Hands-on Workshops, 16 October 2025: Click here to register for the morning session and here to register for the afternoon session.
Lecture Outlines
Management of Curved, Splitting and Calcified Canals
Root canal curvatures, splitting canals, and calcifications introduce factors that increase the risk of procedural accidents during root canal treatment. The inability to achieve patency to the apical third, asymmetrical dentine removal leading to transportation, perforation, missed anatomy, and instrument fracture inside the curved trajectories are some of the procedural problems that might jeopardise the management of intra-radicular infection and result in poor treatment outcomes.

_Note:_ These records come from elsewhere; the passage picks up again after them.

PR #2914, opened 2023-10-10
fix typo and bump scala 2.13 version

johnduffell:
I discovered that the suggested code did not compile, because it uses `libraryDependency` (doesn't exist) rather than `libraryDependencies`

This PR fixes that typo, and also updates the example version from 2.13.11 to 2.13.12 (latest)

### DIFF
--- a/_overviews/scala3-migration/tutorial-macro-mixing.md
+++ b/_overviews/scala3-migration/tutorial-macro-mixing.md
@@ -106,8 +106,8 @@ lazy val example = project.in(file("example"))
 
 lazy val `example-compat` = project.in(file("example-compat"))
   .settings(
-    scalaVersion := "2.13.11",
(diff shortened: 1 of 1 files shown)


_overviews/scala3-migration/tutorial-macro-mixing.md
```diff
@@ -106,8 +106,8 @@ lazy val example = project.in(file("example"))
 
 lazy val `example-compat` = project.in(file("example-compat"))
   .settings(
-    scalaVersion := "2.13.11",
-    libraryDependency += "org.scala-lang" % "scala-reflect" % scalaVersion.value
+    scalaVersion := "2.13.12",
+    libraryDependencies += "org.scala-lang" % "scala-reflect" % scalaVersion.value
```
johnduffell, line 110: this is the key fix

sjrd (approved):

PR #2918, opened 2023-10-24
Escaping asterisk(forthcoming)

dongxuwang:
It was supposed to be like:

\* = forthcoming; support available in [nightly builds](https://stackoverflow.com/q/40622878/86485)

instead of:
* = forthcoming; support available in [nightly builds](https://stackoverflow.com/q/40622878/86485)


bishabosha (approved):
Thanks! I tested this locally

SethTisue:
thank you

Issue #15741, opened 2023-07-12
Add Update, Upsert, and Delete examples to Python reference docs


AdamGEmerson:
# Improve documentation

## Link 

Add a link to the page which needs improvement (if relevant)
[Python Docs](https://supabase.com/docs/reference/python/select)

## Describe the problem

The Python documentation only has examples for Fetch and Insert in the "Database" section, i'd like to improve the Python documentation by bringing more inline with the JS docs and adding example sections for Update, Upsert, and Delete.

This has been requested in the issues of the supabase-py repo [here](https://github.com/supabase-community/supabase-py/issues/486).

## Describe the improvement

I believe this should be accomplished by editing the[ python yml file](https://github.com/supabase/supabase/blob/master/spec/supabase_py_v2.yml ) to include the additional API endpoints.

## Additional context

I see that there has been some movement on the python docs with #15053, but I think that is only expanding on the INSERT documentation, not adding additional endpoints for UPDATE, UPSERT, etc.

**If this is something that anyone on the team deems worthwhile then I would love to take a crack at it.**

Thanks!

wwzeng1:
Hi! I’m one of the founders of Sweep, a github app that solves issues(like writing documentation) by writing pull requests. This looks like a good issue for Sweep https://github.com/sweepai/sweep to try. We have onboarding [instructions here](https://github.com/sweepai/sweep/blob/main/README.md#-getting-started), I’m also happy to help you onboard directly :)

gregnr:
@AdamGEmerson that would be great! Feel free to open a PR and we'll take a look!

AdamGEmerson:
@gregnr Great! I'll see what I can whip up.

Regarding implementation, I've noticed that the [existing Python INSERT](https://supabase.com/docs/reference/python/insert) documentation is pulling in the parameter data from the `postgrest-js` typedocs, which isn't precisely a one to one match with the `postrgest-py` library.  

I think we should probably emulate the Flutter (and other community library) docs and remove the `postgrest-js` references from the Python docs.

That said, in lieu of the rich typing information afforded by typedocs, I could provide a direct link to the `postgrest-py` endpoint in the descriptions of the supabase-py endpoints.

Something like this: 
![Python INSERT w/ postgrest link](https://github.com/supabase/supabase/assets/35545129/3b1a6e0e-f453-469b-8628-07fd8c1a8a29)

Which would link to: 
[...]

PR #17676, opened 2023-09-24
Docs: Add Database documentation for python library

AdamGEmerson:

Python docs additions for the following methods:

### Database
- `update()`
- `upsert()`
- `delete()`

### Filters
- applying filters
- chaining filters
- conditional chaining
- filter by value within json columns
- filter foreign tables
- `eq()`
- `neq()`
- `gt()`
- `gte()`
- `lt()`
- `lte()`
- `like()`
- `ilike()`
- `is_()`
- `in_()`
- `contains()`
- `contained_by()`
- `match()`
- `not_`
- `filter()`

### Modifiers
- `order()`
- `limit()`
- `single()`
- `maybe_single()`

---
As I was going through the documentation, I found a few issues in the JS docs that I corrected as well:
- Added missing response object for `like()` filter in js docs.
- Fixed invalid query example on js docs for `contains()` (query and response inconsistent).

Missing documentation for most of the database methods, per the discussion here:  #15741 

## What is the new behavior?

The Python documentation is now much closer to parity with the JS library.  I tried to keep the examples as similar as possible to the existing database examples for each method in the JS library, although some methods behave differently (`not_`). 

### Some caveats

RPC has issues in the python library currently, so I have omitted it for now.

The python library does not appear to have filters equivalent to:
- `rangeGt()`
- `rangeGte()`
- `rangeLt()`
- `rangeLte()`
- `rangeAdjacent()`
- `overlaps()`
- `textSearch()`

The python library does not appear to have equivalent modifiers to:
- `range()`
- `abortSignal()`
- `csv()`
- `returns()`


silentworks:
Hi @AdamGEmerson, thanks for this PR. There are some line breaks showing up in the preview which would be great to get removed. You can see the preview here https://docs-git-fork-adamgemerson-master-supabase.vercel.app/docs/reference/python/select?example=filtering-through-foreign-tables.

We can merge this PR in and then improve on those after if you wish, just so this PR doesn't get stale or outdated.

silentworks (approved):
Looks good minus the small issue I mentioned in my previous comment.

AdamGEmerson:
@silentworks Just generated a new PR to address the aforementioned line breaks: #18011 

Thanks!

PR #17679, opened 2023-09-24
Fix: Resolve null.length TypeError in WrapperRow.tsx

monicakh:

Bug fix

The issue is caused by an attempt to access the 'length' property of a null value in the `WrapperRow.tsx` file at line 117 when we don't have any foreign tables available:
image

## What is the new behavior?

image


alaister (approved):
LGTM! 🔥

PR #17688, opened 2023-09-25
Added set duration to some toasts

### LINKED ISSUE #17687: Toasts don't have durations set
# Bug report

## Describe the bug

It looks like majority of the toasts that appear do not have durations set for them, so they remain visible until closed by the user. Normally, there is some sort of timeout for these toasts.

## To Reproduce

An example of where this happens is here:

https://github.com/supabase/supabase/assets/59986120/8f658fe0-984e-4847-8147-38cc985276c7

## Expected behavior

Curved, splitting and constricted canals introduce such complexity that total instrumentation concepts and specially designed instruments have been developed to deal with the challenge. This lecture seeks to provide and consolidate the principles necessary for understanding the dynamics of curved, splitting, and constricted canal management and to improve clinical skills.
Learning Objectives
- Understand the biological objectives of root canal treatment manipulation in curved, splitting, and calcified canals
- Understand how to choose instruments for curved, splitting, and calcified canals
- Understand how to choose and combine instrumentation techniques
- Practice new techniques and develop new skills
- Take away tips and hints to use in every day practice
Regenerative endodontic procedures for the clinical practice
Occasionally, the young pulp may become infected or necrotic due to caries or trauma. Traditionally, the treatment of these teeth had been approached through direct pulp capping, pulpotomy, apexogenesis, or apexification procedures according to the magnitude of pulpal damage. The indications, objectives and type of pulpal therapy depend on whether the pulp is vital or nonvital based on the clinical diagnosis of normal pulp, reversibly inflamed pulp, irreversibly inflamed pulp, or necrotic pulp. The greater the pulp damage of the developing permanent dentition, the greater the challenge. Recently, bioactive materials and regenerative concepts were introduced to increase the prognosis of compromised necrotic developing permanent teeth. The aim is the re-establishment of a functional vital tissue that will foster continued root development, dentinal wall thickening, and immune competency.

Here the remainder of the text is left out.